Long-unresolved discrepancies in the oxidation mechanism of lithium peroxide (Li₂O₂) impede electrode/electrolyte development for Li-O₂ batteries. In this study, we report direct evidence of the formation of soluble LiO₂ upon the oxidation of Li₂O₂ and reveal a strong solvent-controlled Li₂O₂-oxidation reaction mechanism. We exploit a thin-film rotating ring-disk electrode to show that soluble LiO₂ is generated when oxidizing Li₂O₂ in high-donicity solvent but is absent in low-donicity glyme-based solvent. Synchrotron-based X-ray absorption near-edge structure spectroscopy further proved the presence of LiO₂ upon Li₂O₂ oxidation in high-donicity solvent but not in low-donicity solvent. We show that preferential formation of soluble LiO₂ in the high-donicity solvent could account for poor cycling stability, which suggests that strategies that bypass the formation of soluble LiO₂ upon Li₂O₂ oxidation are critical. Our work offers new insights in resolving the discrepancy in Li-O₂ charging mechanism and design strategies to achieve efficient and long-life Li-O₂ batteries.

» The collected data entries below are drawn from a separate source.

PR #4954, opened 2022-10-12
feat: Add `CtTry.addCatcherAt`

algomaster99:
Reference: #3884 

The order of catchers is important because the thrown exception is matched with the parameters of the catchers in the order they appear, hence it is semantically important.

### DIFF
--- a/src/main/java/spoon/reflect/code/CtTry.java
+++ b/src/main/java/spoon/reflect/code/CtTry.java
@@ -48,6 +48,12 @@ public interface CtTry extends CtStatement, TemplateParameter<Void>, CtBodyHolde
 	<T extends CtTry> T addCatcher(CtCatch catcher);
 
 	/**
+	 * Adds a catch block at the specified position in the <code>try</code> statement.
+	 */
+	@PropertySetter(role = CATCH)
+	<T extends CtTry> T addCatcherAt(int index, CtCatch catcher);
+
+	/**
 	 * Removes a catch block.
 	 */
 	@PropertySetter(role = CATCH)
--- a/src/main/java/spoon/reflect/code/CtTry.java
+++ b/src/main/java/spoon/reflect/code/CtTry.java
@@ -49,9 +49,14 @@ public interface CtTry extends CtStatement, TemplateParameter<Void>, CtBodyHolde
 
 	/**
 	 * Adds a catch block at the specified position in the <code>try</code> statement.
+	 *
+	 * @param <T> the type of the try statement
+	 * @param position the position at which the <code>catcher</code> is to be inserted
+	 * @param catcher the catch statement to be inserted
+	 * @return this try statement
 	 */
 	@PropertySetter(role = CATCH)
-	<T extends CtTry> T addCatcherAt(int index, CtCatch catcher);
+	<T extends CtTry> T addCatcherAt(int position, CtCatch catcher);
 
 	/**
 	 * Removes a catch block.
--- a/src/main/java/spoon/reflect/code/CtTry.java
+++ b/src/main/java/spoon/reflect/code/CtTry.java
@@ -51,14 +51,13 @@ public interface CtTry extends CtStatement, TemplateParameter<Void>, CtBodyHolde
 	 * Adds a catch block at the specified position in the <code>try</code> statement.
 	 * Behaves similarly to {@link java.util.List#add(int, Object)}.
 	 *
-	 * @param <T> the type of the try statement
 	 * @param position the position at which the <code>catcher</code> is to be inserted
 	 * @param catcher the catch statement to be inserted
 	 * @return this try statement
 	 * @throws IndexOutOfBoundsException if the position is out of range (position < 0 || position > number of catchers)
 	 */
 	@PropertySetter(role = CATCH)
-	<T extends CtTry> T addCatcherAt(int position, CtCatch catcher);
+	CtTry addCatcherAt(int position, CtCatch catcher);
 
 	/**
 	 * Removes a catch block.
--- a/src/main/java/spoon/reflect/code/CtTry.java
+++ b/src/main/java/spoon/reflect/code/CtTry.java
@@ -49,11 +49,13 @@ public interface CtTry extends CtStatement, TemplateParameter<Void>, CtBodyHolde
 
 	/**
 	 * Adds a catch block at the specified position in the <code>try</code> statement.
+	 * Behaves similarly to {@link java.util.List#add(int, Object)}.
 	 *
 	 * @param <T> the type of the try statement
 	 * @param position the position at which the <code>catcher</code> is to be inserted
 	 * @param catcher the catch statement to be inserted
 	 * @return this try statement
+	 * @throws IndexOutOfBoundsException if the position is out of range (position < 0 || position > number of catchers)
 	 */
 	@PropertySetter(role = CATCH)
 	<T extends CtTry> T addCatcherAt(int position, CtCatch catcher);
--- a/src/test/java/spoon/test/trycatch/TryCatchTest.java
+++ b/src/test/java/spoon/test/trycatch/TryCatchTest.java
@@ -498,7 +498,7 @@ public class TryCatchTest {
 
 			// act & assert
 			assertThrows(IndexOutOfBoundsException.class,
-					() -> tryStatement.addCatcherAt(2, catcherAtWrongPosition));
+					() -> tryStatement.addCatcherAt(1, catcherAtWrongPosition));
 		}
 	}
 }
--- a/src/test/java/spoon/test/trycatch/TryCatchTest.java
+++ b/src/test/java/spoon/test/trycatch/TryCatchTest.java
@@ -26,6 +26,7 @@ import java.util.List;
 import java.util.Set;
 
 import org.apache.commons.lang3.StringUtils;
+import org.junit.jupiter.api.Nested;
 import org.junit.jupiter.api.Test;
 import org.junit.jupiter.api.extension.ExtendWith;
 import spoon.Launcher;
@@ -36,7 +37,6 @@ import spoon.reflect.code.CtCatchVariable;
 import spoon.reflect.code.CtResource;
 import spoon.reflect.code.CtTry;
 import spoon.reflect.code.CtTryWithResource;
-import spoon.reflect.code.CtVariableRead;
 import spoon.reflect.declaration.CtClass;
 import spoon.reflect.declaration.CtMethod;
 import spoon.reflect.declaration.CtVariable;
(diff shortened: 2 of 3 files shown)


algomaster99:
@slarse please have a look at this when you get time.

src/test/java/spoon/test/trycatch/TryCatchTest.java
```diff
@@ -442,4 +444,60 @@ public void testTryWithVariableAsResource() {
...
+			tryStatement.addCatcherAt(1, second);
+
+			// assert
+			assertThat(tryStatement.getCatchers(), contains(first, second, third));
+		}
+
+		@Test
+		void throwsOutOfBoundsException_whenPositionIsOutOfBounds() {
+			// contract: `addCatcherAt` should throw an out-of-bounds exception when the specified position is out of
+			// bounds of the catcher collection
```
SirYwell, line 487: That's not exactly correct, as `collection.size()` *is* out of bounds, but only `collection.size() + 1` and above (and < 0) throws an exception. More important than the contract here, this should probably also documented in the javadoc of the new method. Maybe we can just say that the behavior corresponds to `List#add(int, E)`?

algomaster99: > Maybe we can just say that the behavior corresponds to List#add(int, E)

I think this should be sufficient. They explicitly say [here](https://docs.oracle.com/en/java/javase/17/docs/api/java.base/java/util/List.html#add(int,E)) when `IndexOutOfBoundsException` is thrown.

src/main/java/spoon/reflect/code/CtTry.java
```diff
@@ -47,6 +47,19 @@ public interface CtTry extends CtStatement, TemplateParameter<Void>, CtBodyHolde
...
+	 * Behaves similarly to {@link java.util.List#add(int, Object)}.
+	 *
+	 * @param <T> the type of the try statement
+	 * @param position the position at which the <code>catcher</code> is to be inserted
+	 * @param catcher the catch statement to be inserted
+	 * @return this try statement
+	 * @throws IndexOutOfBoundsException if the position is out of range (position < 0 || position > number of catchers)
+	 */
+	@PropertySetter(role = CATCH)
+	<T extends CtTry> T addCatcherAt(int position, CtCatch catcher);
```
algomaster99, line 61: I am using `position` to refer to `index` in the `catchers` collection because it has been used for all analogous methods. See https://github.com/INRIA/spoon/blob/76ffd3353a535b0ce6edf0bf961a05236a40d3a1/src/main/java/spoon/reflect/code/CtAbstractSwitch.java#L72 as an example.

src/test/java/spoon/test/trycatch/TryCatchTest.java
SirYwell: Yep, that's good I guess.

src/test/java/spoon/test/trycatch/TryCatchTest.java
```diff
@@ -442,4 +444,60 @@ public void testTryWithVariableAsResource() {
...
+			second.setParameter(factory
+					.createCatchVariable()
+					.setMultiTypes(List.of(
+							factory.Type().createReference(ExceptionInInitializerError.class),
+							factory.Type().createReference(NoSuchFieldException.class))));
+
+			CtCatch third = factory.createCatch();
+			third.setParameter(factory
+					.createCatchVariable()
+					.setType(factory.Type().createReference(NoSuchMethodException.class)));
```
slarse, line 473: This is kind of a mouthful to read, and there is as far as I can tell unnecessary complexity in having a catcher that catches multiple types (I can't see how this influences insertion?).

I'd suggest something like this:

```suggestion
			CtCatch first = createCatch(factory, IOException.class);
			CtCatch second = createCatch(factory, ExceptionInInitializerError.class);
			CtCatch third = createCatch(factory, NoSuchMethodException.class);
```

With a helper like so:

```java
		private <T> CtCatch createCatch(Factory factory, Class<T> typeToCatch) {
			CtTypeReference<T> typeReference = factory.Type().createReference(typeToCatch);
			return factory.createCatch().setParameter(
				factory.createCatchVariable().setType(typeReference)
			);
		}
```

src/test/java/spoon/test/trycatch/TryCatchTest.java
```diff
@@ -442,4 +444,60 @@ public void testTryWithVariableAsResource() {
 		tryStmt.removeResource(ctResource);
 
 	}
+
+	@Nested
+	class AddCatcherAt {
+		@Test
+		void addsCatcherAtTheSpecifiedPosition() {
```
slarse, line 451: Note: This test really tests three separate cases in one go:

1. Inserting into an empty list.
2. Inserting at the beginning of a non-empty list.
3. Inserting at a position that is neither first nor last.

Given that this functionality is neither complicated nor critical to Spoon, that's probably fine. But it always bears thinking about how much is tested in any single test. The fact that we never insert at the end of a non-empty list also isn't a big deal considering what the implementation looks like.

src/test/java/spoon/test/trycatch/TryCatchTest.java
```diff
@@ -442,4 +444,60 @@ public void testTryWithVariableAsResource() {
...
+			// bounds of the catcher collection
+
+			// arrange
+			Factory factory = createFactory();
+
+			CtTry tryStatement = factory.createTry();
+			CtCatch catcherAtWrongPosition = factory.createCatch();
+			catcherAtWrongPosition.setParameter(factory
+					.createCatchVariable()
+					.setType(factory.Type().createReference(Exception.class)));
```
slarse, line 496: Also use the proposed helper here :)

src/test/java/spoon/test/trycatch/TryCatchTest.java
```diff
@@ -442,4 +444,60 @@ public void testTryWithVariableAsResource() {
...
+
+			// act & assert
+			assertThrows(IndexOutOfBoundsException.class,
+					() -> tryStatement.addCatcherAt(2, catcherAtWrongPosition));
```
slarse, line 500: If you test only one negative case, then experience tells me that it's best to test the boundary. Boundaries are highly prone to errors (think off-by-one errors).

```suggestion
					() -> tryStatement.addCatcherAt(1, catcherAtWrongPosition));
```

slarse (changes requested):
Some notes and some stuff I think we should change :)

src/test/java/spoon/test/trycatch/TryCatchTest.java
```diff
@@ -442,4 +444,60 @@ public void testTryWithVariableAsResource() {
...
+
+			CtCatch third = factory.createCatch();
+			third.setParameter(factory
+					.createCatchVariable()
+					.setType(factory.Type().createReference(NoSuchMethodException.class)));
+
+			// act
+			tryStatement.addCatcherAt(0, third);
+			tryStatement.addCatcherAt(0, first);
+			tryStatement.addCatcherAt(1, second);
```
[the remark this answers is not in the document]
algomaster99: Yes. This is a better idea. It also eliminates the "unused return" warning.

src/main/java/spoon/reflect/code/CtTry.java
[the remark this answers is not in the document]
algomaster99: That is indeed confusing, but why does it throw the class cast exception? `CtTryWithResource` extends from `CtTry` so it should be valid during runtime as well. Is it because type erasure replaces `<T extends CtTry>` to `CtTry`? I do not understand what exactly is happening at runtime.

src/test/java/spoon/test/trycatch/TryCatchTest.java
algomaster99: > createCatch(Factory, Class<T> )

Any reason why we pass the same instance of `Factory` and not create a new one whenever we want to call `createCatch`?

src/test/java/spoon/test/trycatch/TryCatchTest.java
algomaster99: > But it always bears thinking about how much is tested in any single test.

Right. Ideally, we should test only one case per _unit_ test. I will keep this in mind. We can skip refactoring for this feature because, like you said, it is not that critical and is rather a very simple feature.

> The fact that we never insert at the end of a non-empty list also isn't a big deal considering what the implementation looks like.

Tests of `addCatcher` would already test that so we do not need to think about them I guess.

algomaster99:
I pushed an empty commit to give you co-authorship, but now I realise that I have accepted some of your suggestions so you will be a co-author anyway if this PR gets squashed and merged :sweat_smile:

src/test/java/spoon/test/trycatch/TryCatchTest.java
```diff
@@ -442,4 +444,52 @@ public void testTryWithVariableAsResource() {
...
+
+			CtTry tryStatement = factory.createTry();
+			CtCatch catcherAtWrongPosition = createCatch(factory, Exception.class);
+
+			// act & assert
+			assertThrows(IndexOutOfBoundsException.class,
+					() -> tryStatement.addCatcherAt(1, catcherAtWrongPosition));
+		}
+
+		private <T extends Throwable> CtCatch createCatch(Factory factory, Class<T> typeToCatch) {
```
algomaster99, line 488: I made it type stricter by replacing `T` with `<T extends Throwable>`

src/main/java/spoon/reflect/code/CtTry.java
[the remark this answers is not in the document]
slarse: > CtTryWithResource extends from CtTry so it should be valid during runtime as well.

Yes, but the actual dynamic type of the `tryStatement` variable is `CtTryImpl`, which does not implement `CtTryWithResource`. So, there's an exception when the runtime tries to cast to the latter.

I wrote a really elaborate explanation for this, and then the page refreshed and I lost it :D. I'll give it a go again tomorrow, but the very short explanation is that the problems occur with the unchecked cast in the return statement (i.e. `(T)`). Basically, it's _not_ a cast at all, it's just telling the compiler "trust me mate, this is fine".

The actual cast here occurs when we assign to the variable with type `CtTryWithResource` after the method has returned a value. That's where the crash occurs. Java is hailed as a statically typed language, but it's actually very much a dynamically typed language as well, and implicit type checks occur all the time wherever generics are involved.

I'll try to circle back around to the rather nasty ramifications this stuff can have: a confusing `ClassCastException` is just the tip of the iceberg.

I spent way too much time on writing (and losing) the explanation here so I'll have to get back to the actual PR at a later time :)

slarse:
I think it will be a couple of days before I can return to this, I was away during the weekend which ate up most of what would normally be my OSS time :)

algomaster99:
Understandable. Take your time. Not very urgent. :)

src/test/java/spoon/test/trycatch/TryCatchTest.java
slarse: > Tests of addCatcher would already test that so we do not need to think about them I guess.

Precisely, "considering what the implementation looks like" :). White box testing has merits in that we can omit redundant testing, but it has drawbacks to match (e.g. creating tests based on the implementation rather than the specification).

src/test/java/spoon/test/trycatch/TryCatchTest.java
slarse: :+1:

slarse (approved):
Thanks @algomaster99 , sorry about the delay! Turned out I was away this weekend as well :s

长期未解决的过氧化锂（Li ₂ O ₂）氧化机理差异阻碍了Li-O ₂电池的电极/电解质发展。在这项研究中，我们报告了在Li ₂ O ₂氧化后形成可溶性LiO _2的直接证据，并揭示了由溶剂控制的强Li ₂ O ₂氧化反应机理。我们利用薄膜旋转环盘电极表明可溶性LIO ₂生成氧化锂时₂ ö ₂在高强度溶剂中不存在，而在低强度基于甘醇二甲醚的溶剂中则不存在。基于同步加速器的X射线吸收近边缘结构光谱进一步证明了Li ₂ O ₂在高强溶剂中氧化时存在LiO ₂，而在低强溶剂中则没有。我们表明，在高强溶剂中优先形成可溶性LiO ₂可以解决循环稳定性差的问题，这表明在Li ₂ O ₂氧化时绕过可溶性LiO ₂形成的策略至关重要。我们的工作为解决Li-O ₂充电机制和设计策略方面的差异提供新见解，以实现高效且长寿命的Li-O_2个电池。